I know that feeling from years of reading his plays aloud and listening to students read them and listening to them go out the door still speaking in iambic pentameter without the slightest idea they were doing so. The very cadence and rhythm of the poetry change your brain waves. Behind that, lies Shakespeare’s deep understanding of feeling and his brilliant logic and insight into life. A bracing stimulant like a cool Perrier mist in a tropical bar above a deep blue lagoon.

All that talk just seems to vanish, like my grandmother Gladys’s deep throated story-telling and her great laughter of, for example, the time her French cleaning lady came running downstairs crying, “Gladness, Gladness, the house is on fire.” Indeed the house was on fire and subsequently burned to the ground, but fifty years later, Gladys rocked with laughter.
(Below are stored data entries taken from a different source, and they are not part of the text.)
PR #1407, opened 2018-04-24
Enforce upper case for public const/enum members and const

### LINKED ISSUE #1406: Some enums aren't using the right naming convention
We should use this convention everywhere:

https://github.com/xtermjs/xterm.js/blob/716a8d592676ada264d9b9b7ebec2f1f3277a4c6/src/Parser.ts#L153-L162

### LINKED ISSUE #1408: All enums should be const
There's a big difference in the compiled output, we never want the enums to change we they should be const.

```ts
enum a {
	b,
	c,
	d
}

const enum A2 {
	B2,
	B3,
	B4
}

console.log(a.b);
console.log(A2.B2);
```

Compiles to:

```ts
var a;
(function (a) {
    a[a["b"] = 0] = "b";
    a[a["c"] = 1] = "c";
    a[a["d"] = 2] = "d";
})(a || (a = {}));
console.log(a.b);
console.log(0 /* B2 */);
```

Tyriar:
Fixes #1406 
Fixes #1408

### DIFF
--- a/package.json
+++ b/package.json
@@ -67,6 +67,7 @@
     "npm-run-all": "^4.1.2",
     "sorcery": "^0.10.0",
     "tslint": "^5.9.1",
+    "tslint-consistent-codestyle": "^1.13.0",
     "typescript": "~2.7.1",
     "vinyl-buffer": "^1.0.0",
     "vinyl-source-stream": "^1.1.0",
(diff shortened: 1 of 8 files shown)


Tyriar:
Created https://github.com/ajafff/tslint-consistent-codestyle/issues/67 to see why the rule ignores exports

Tyriar:
@bgw I'm terrified

PR #1413, opened 2018-04-25
Batch background draws together to reduce draws

bgw:
Adjacent cells on the same row sharing the same background color will be drawn using the same `fillCells` call. This should make drawing an application with a solid or mostly solid background color (e.g. vim) faster.

I set vim to draw the background color for a file, and started scrolling through it. Before, `_drawBackground` was taking around 6ms per frame. After this commit, it was taking around 0.5ms per frame.

Based on prior experience, I'd expect these results to be more drastic for larger terminal windows. The demo's window is pretty small.

### DIFF
--- a/src/renderer/BaseRenderLayer.ts
+++ b/src/renderer/BaseRenderLayer.ts
@@ -26,7 +26,7 @@ export abstract class BaseRenderLayer implements IRenderLayer {
     private _container: HTMLElement,
     id: string,
     zIndex: number,
-    private _alpha: boolean,
+    protected _alpha: boolean,
     protected _colors: IColorSet
   ) {
     this._canvas = document.createElement('canvas');
--- a/src/renderer/BaseRenderLayer.ts
+++ b/src/renderer/BaseRenderLayer.ts
@@ -26,7 +26,7 @@ export abstract class BaseRenderLayer implements IRenderLayer {
     private _container: HTMLElement,
     id: string,
     zIndex: number,
-    protected _alpha: boolean,
+    private _alpha: boolean,
     protected _colors: IColorSet
   ) {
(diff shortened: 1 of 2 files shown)


src/renderer/TextRenderLayer.ts
```diff
@@ -128,18 +128,58 @@ export class TextRenderLayer extends BaseRenderLayer {
...
+        nextFillStyle = this._colors.ansi[bg].css;
       }
+
+      if (prevFillStyle === null) {
+        // This is either the first iteration, or the default background was set. Either way, we
+        // don't need to draw anything.
+        startX = x;
+        startY = y;
+      } if (y !== startY) {
+        // our row changed, draw the previous row
```
Tyriar: I think this can be merged with the "flush the last color we encountered" if it's checking on the last column in the row instead.

bgw: You'd actually need to run

    this.fillCells(startX, startY, x - startX + width, 1);

whereas the fillstyle check runs

    this.fillCells(startX, startY, x - startX, 1);

Plus, this introduces issues if the last column has a different color than the column before it.

This is filling the previous cells we just iterated over, whereas filling on the last column involves filling the cell we're currently on, and all of the complexities that come with that.

src/renderer/BaseRenderLayer.ts
```diff
@@ -26,7 +26,7 @@ export abstract class BaseRenderLayer implements IRenderLayer {
     private _container: HTMLElement,
     id: string,
     zIndex: number,
-    private _alpha: boolean,
+    protected _alpha: boolean,
```
Tyriar: It doesn't look like this is being used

After 96 years and 2 burned-out houses, Gladys is gone and only memory can hold that treasure now.

But it is real no matter how invisible.

Faith is the substance of things hoped for, the evidence of things unseen. (Hebrews XI, 1). Now faith is a slippery thing. As best as I can see it is the light of our looking and the sound of our listening. It isn’t some dread effort of will. The important idea in Paul’s words is that what is invisible can have substance, can indeed be evidence.

So we could count up what you really have accomplished substantially and visibly, mention, for example, two brilliant male off-spring and a soul mate. Or we could have faith that much more is going on here, the love that people bear you in their hearts is your Pulitzer, your Nobel Prize, your pearl of great price.

This is, after all, only an imitation of defeat and not a very good one at that.